So war das Trauerjahr beinahe abgelaufen, als auch das ganze kleine Fürstenthum plötzlich von Amtswegen in Trauer versetzt wurde. Der Landesfürst segnete das Zeitliche und hinterließ Alles, was er besessen, seinem Erben. Viel war es nicht. Die officielle Trauer nahm sechs Wochen in Anspruch. Die Gerichte siegelten schwarz; die Beamten trugen schwarze Flöre um den linken Arm und den Cylinder: nur Cylinder durften von Beamten während der Landestrauer getragen werden. Die Hofschauspieler erhielten sechs Wochen Ferien und überschwemmten die Theater des deutschen „Auslandes“ mit Gastspielen. Die überschießende gute Gesinnung zeigte sich in mancherlei rührenden Zügen: man schaffte schwarze Pferde zu loyalen Equipagen an; der Hofcorsettlieferant veranstaltete in seinen Schaufenstern eine sinnige Auslegung beflorter Handschuhe und Hosenträger in den Landesfarben. Der Hofconfitürier stellte eine braunschwarze Kolossalbüste des verewigten Monarchen von Chocolade aus. Das amtliche Blatt registrirte tiefbewegt „alle diese ungeheuchelten Beweise eines allgemeinen großen Schmerzes um die heimgegangenen landesväterlichen Tugenden“.
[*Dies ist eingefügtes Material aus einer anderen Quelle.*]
PR #150, opened 2021-11-11
Make Client E2E tests more flexible

willbeason:
Refactor tests so that:

- it is possible to specify rego and libraries per-test
- all tests use their own Client
- the Probe type is no longer necessary

This makes tests able to run hermetically. Additionally, In the future I'll be writing tests that use different Client configurations, which requires using different Clients for different tests (especially handler Rego).

Make response order more, but not completely, deterministic. We don't
need response order to be more deterministic for tests than what I've
put here, and as-is will make the output of reviewing objects more
consistent. There are common edge cases where ordering is still randomized,
but this can be fully fixed later.


willbeason:
GitHub isn't properly calculating the diffs. In all cases I've preserved the original test logic, and have only changed how the results are validated.

maxsmythe:
I wonder if there's some sort of non-determinism in the test coverage

constraint/pkg/client/e2e_test.go
```diff
@@ -0,0 +1,694 @@
...
+	denyTemplateWithLibRego = `package foo
+
+import data.lib.bar
+
+violation[{"msg": "DENIED", "details": {}}] {
+  bar.always[x]
+	x == "always"
+}`
+
+	denyTemplateWithLibLib = `package lib.bar
```
maxsmythe, line 87: Do we mean to use `LibLib` here?

maxsmythe (approved):
LGTM, 1 naming nit

constraint/pkg/client/e2e_test.go
willbeason: Yes. Otherwise you have "denyTemplateWithLibRego" and "denyTemplateWithLib" which isn't as clear. Really the names of the tests should be clearer, but since I'm not changing what is tested in this PR I don't want to change it.

constraint/pkg/client/e2e_test.go
```diff
@@ -0,0 +1,694 @@
...
+
+			if diff := cmp.Diff(want, got, cmpopts.IgnoreFields(types.Result{},
+				"Metadata", "Review", "Resource")); diff != "" {
+				t.Error(diff)
+			}
+		})
+	}
+}
+
+func TestE2EAutoreject(t *testing.T) {
```
julianKatz, line 262: How does `denied` compare to `rejection`?  Some comments above this test (and perhaps others) would be helpful for someone understanding the different usage patterns exercised by these various tests.

constraint/pkg/client/e2e_test.go
```diff
@@ -0,0 +1,694 @@
...
+			rsps, err := c.Review(ctx, targetData{Name: "Sara", ForConstraint: "Foo"})
+			if err != nil {
+				t.Fatalf("got Review: %v", err)
+			}
+
+			got := rsps.Results()
+			want := []*types.Result{{
+				Constraint:        cstr,
+				EnforcementAction: testEnforcementAction,
+				Msg:               "DRYRUN",
```
julianKatz, line 632: nit: might be nice to have this in the list of constants at the top of the file.  That way, a newcomer (me) would know that's one of the possible states when reading the test file

constraint/pkg/client/e2e_test.go
```diff
@@ -0,0 +1,694 @@
...
+}`
+
+	denyTemplateWithLibLib = `package lib.bar
+always[y] {
+  y = "always"
+}
+`
+)
+
+var denyAllCases = []struct {
```
julianKatz, line 94: Why not have positive cases as well?  I can imagine a scenario where a bug is introduced (perhaps in the rego library) that causes all templates be rejected.  These tests might still all/mostly pass.

julianKatz (approved):

constraint/pkg/client/e2e_test.go
willbeason: Good point. I'll add comments

constraint/pkg/client/e2e_test.go
willbeason: I agree. This PR is only for refactoring test cases so that adding such tests (which are indeed absolutely necessary) is easier. Having those in this PR would have made it too large.

constraint/pkg/client/e2e_test.go
willbeason: Done!

constraint/pkg/client/e2e_test.go
```diff
@@ -0,0 +1,705 @@
...
+			},
+		},
+	}
+}
+
+func newConstraint(kind, name string, params map[string]string, enforcementAction *string) *unstructured.Unstructured {
+	c := &unstructured.Unstructured{}
+	c.SetGroupVersionKind(k8schema.GroupVersionKind{
+		Group:   "constraints.gatekeeper.sh",
+		Version: "v1alpha1",
```
sozercan, line 56: do we want to update apiVersions?

ritazh (approved):

constraint/pkg/client/e2e_test.go
willbeason: Yes. There's actually a few changes I want to make related to string constants, but I'd like to have a PR just for that:

https://github.com/open-policy-agent/frameworks/issues/163

sozercan (approved):

PR #160, opened 2021-11-16
Go113errors

willbeason:
Move pkg/client to use go113 errors conventions.

In general, move to using constant base errors and wrap them with fmt.Errorf. Also make tests check that the expected error is returned.

In many cases I've extended tests to make them more flexible to accommodate this. I've made the tests more flexible, but haven't added examples of using that flexibility (for example, a client working with multiple targets). I intend to do so in a separate PR.

Fix a few concurrency bugs - the RW mutex wasn't properly guarding writes vs. reads for constraints. Also consider two Constraints with empty Specs to be "Semantically equal" as it is valid for Constraints to have empty specs.

### DIFF
--- a/constraint/pkg/client/client.go
+++ b/constraint/pkg/client/client.go
@@ -32,13 +32,13 @@ type templateEntry struct {
 }
 
 type Client struct {
-	backend           *Backend
-	targets           map[string]TargetHandler
+	backend *Backend
+	targets map[string]TargetHandler
 
 	// mtx guards access to both templates and constraints.
-	mtx       sync.RWMutex
-	templates map[templateKey]*templateEntry
-	constraints       map[schema.GroupKind]map[string]*unstructured.Unstructured
+	mtx         sync.RWMutex
+	templates   map[templateKey]*templateEntry
+	constraints map[schema.GroupKind]map[string]*unstructured.Unstructured
 
 	allowedDataFields []string
 }
--- a/constraint/pkg/client/client.go
+++ b/constraint/pkg/client/client.go
@@ -3,10 +3,9 @@ package client
 import (
 	"bytes"
 	"context"
-	"errors"
 	"fmt"
 	"path"
-	"regexp"
+	"sort"
 	"strings"
 	"sync"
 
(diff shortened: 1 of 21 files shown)


maxsmythe (approved):
Thanks for doing all this!

LGTM pending addressing the nil-check issue for SemanticEqual.

There is one other nit about when to generate the list of known targets.

Lastly, you may want to change the state of this PR away from "draft" if it's ready for review.

constraint/pkg/core/constraints/constraints.go
```diff
@@ -11,13 +11,7 @@ import (
...
 func SemanticEqual(c1 *unstructured.Unstructured, c2 *unstructured.Unstructured) bool {
-	s1, exists, err := unstructured.NestedMap(c1.Object, "spec")
-	if err != nil || !exists {
-		return false
-	}
-	s2, exists, err := unstructured.NestedMap(c2.Object, "spec")
-	if err != nil || !exists {
-		return false
-	}
+	s1 := c1.Object["spec"]
```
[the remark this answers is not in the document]
willbeason: Good idea - done! This also gives us a true short-circuit if the pointers are equal.

constraint/pkg/client/client.go
```diff
@@ -158,14 +122,18 @@ func (c *Client) validateTargets(templ *templates.ConstraintTemplate) (*template
...
 
-	if len(templ.Spec.Targets) != 1 {
-		return nil, nil, fmt.Errorf("expected exactly 1 item in targets, got %v", templ.Spec.Targets)
-	}
-
 	targetSpec := &templ.Spec.Targets[0]
 	targetHandler, found := c.targets[targetSpec.Target]
+
+	var knownTargets []string
+	for known := range c.targets {
```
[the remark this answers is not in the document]
willbeason: Done!

constraint/pkg/client/error_map.go
```diff
@@ -0,0 +1,51 @@
...
+	}
+	sort.Strings(keys)
+
+	for _, k := range keys {
+		b.WriteString(fmt.Sprintf("%s: %s\n", k, (*e)[k]))
+	}
+	return b.String()
+}
+
+func (e *ErrorMap) Is(target error) bool {
```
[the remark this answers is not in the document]
willbeason: Acknowledged. It's possible as-is, but I wouldn't add it unless multiple callers need that functionality. Since ErrorMap is a non-struct non-interface type definition *(is there a shorter name for that?)* callers are able to do this themselves.

constraint/pkg/client/errors.go
```diff
@@ -58,3 +59,27 @@ func (e *MissingTemplateError) Error() string {
 func NewMissingTemplateError(mapKey string) error {
 	return &MissingTemplateError{mapKey}
 }
+
+// Errors is a list of error.
+//
+// Deprecated: Use a structured result type if it is important to disambiguate
```
julianKatz: Does this mean have individual custom types for each error?

constraint/pkg/core/constraints/constraints.go
```diff
@@ -11,13 +11,15 @@ import (
...
-		return false
+	if c1 == c2 {
+		return true
 	}
-	s2, exists, err := unstructured.NestedMap(c2.Object, "spec")
-	if err != nil || !exists {
+
+	if (c1 == nil) != (c2 == nil) {
 		return false
 	}
```
julianKatz, line 20: nit: I don't think this second clause needs to be so complicated.

It could just be:

```golang
if c1 == nil || c2 == nil {
  return false
}
```

The first clause will catch when both pointers are `nil` (as they will be equal), and so we only need to worry about a single one of them being nil.  See this [playground](https://goplay.space/#MEENPSQFTVp) where I tested that.

constraint/pkg/core/constraints/constraints_test.go
```diff
@@ -0,0 +1,123 @@
...
+)
+
+func TestSemanticEqual(t *testing.T) {
+	testCases := []struct {
+		name string
+		c1   *unstructured.Unstructured
+		c2   *unstructured.Unstructured
+		want bool
+	}{
+		{
```
julianKatz, line 16: nit: a testcase for passing the same pointer might also be useful, as that's covered by your logic

julianKatz (approved):

constraint/pkg/client/errors.go
willbeason: It's very situational. If we want to report individual error codes, then we should use a structured error type. If we need to programmatically work with information the error can communicate, then the error should have that structure. In general we want to treat errors as black-box as possible unless we have a functional reason to do otherwise.

constraint/pkg/core/constraints/constraints.go
willbeason: I found a more amusing solution that removes another if statement:
```
if c1 == nil || c2 == nil {
	return c1 == c2
}
```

Dem Ländchen aber blieb der schwierigere Theil des Beweises seiner Theilnahme an dem allerhöchsten Familienereignisse noch vorbehalten. Denn mit dem letzten Tage der sechs Trauerwochen sollte der große ungeheuchelte Schmerz mit einem Male versiechen, jeder Thränenquell, der aus diesem Anlaß floß, trocken gelegt werden und von Mitternacht ab die Landestrauer in eitel Landesfreude sich verwandeln. Denn am kommenden Tage gedachte der neue Thronbesitzer seinen Regierungsantritt festlich zu begehen. Da durfte kein Städtchen und kein Flecken des Landes sich ausschließen, wenn es nicht höheren Ortes ungünstig vermerkt werden sollte. Namentlich trat an die Wirthe des Landes die Aufgabe heran, für geeignete Festveranstaltungen zu sorgen.

Auch die Wittwe Margret Stephan hatte ihre Anstalten für das fürstliche Fest zu treffen, und natürlich, wie alle Anderen, schon am letzten Tage der Trauerwochen, damit der kommende Tag Küche und Keller bei ihr in Ordnung finde. Und doch war ihr das Herz schwerer und trauriger als jedem andern Landeskind an diesem Tage. Denn gerade an diesem Tage vor einem Jahre war ihr Gatte gestorben.

Es that ihr sehr weh, daß sie heute nicht selbst an das Grab ihres Gustav sollte wandern, es nicht selbst sollte bekränzen können. Aber auch Kern, der stets nur das Nöthigste an loyalen Kundgebungen empfahl, hatte der Gastwirthin dringend gerathen, sich ordentlich zum Krönungsfest zu rüsten, um dem Neide Mißgünstiger keinen Stoff zum Gerede zu geben. So mußte denn das Opfer gebracht sein.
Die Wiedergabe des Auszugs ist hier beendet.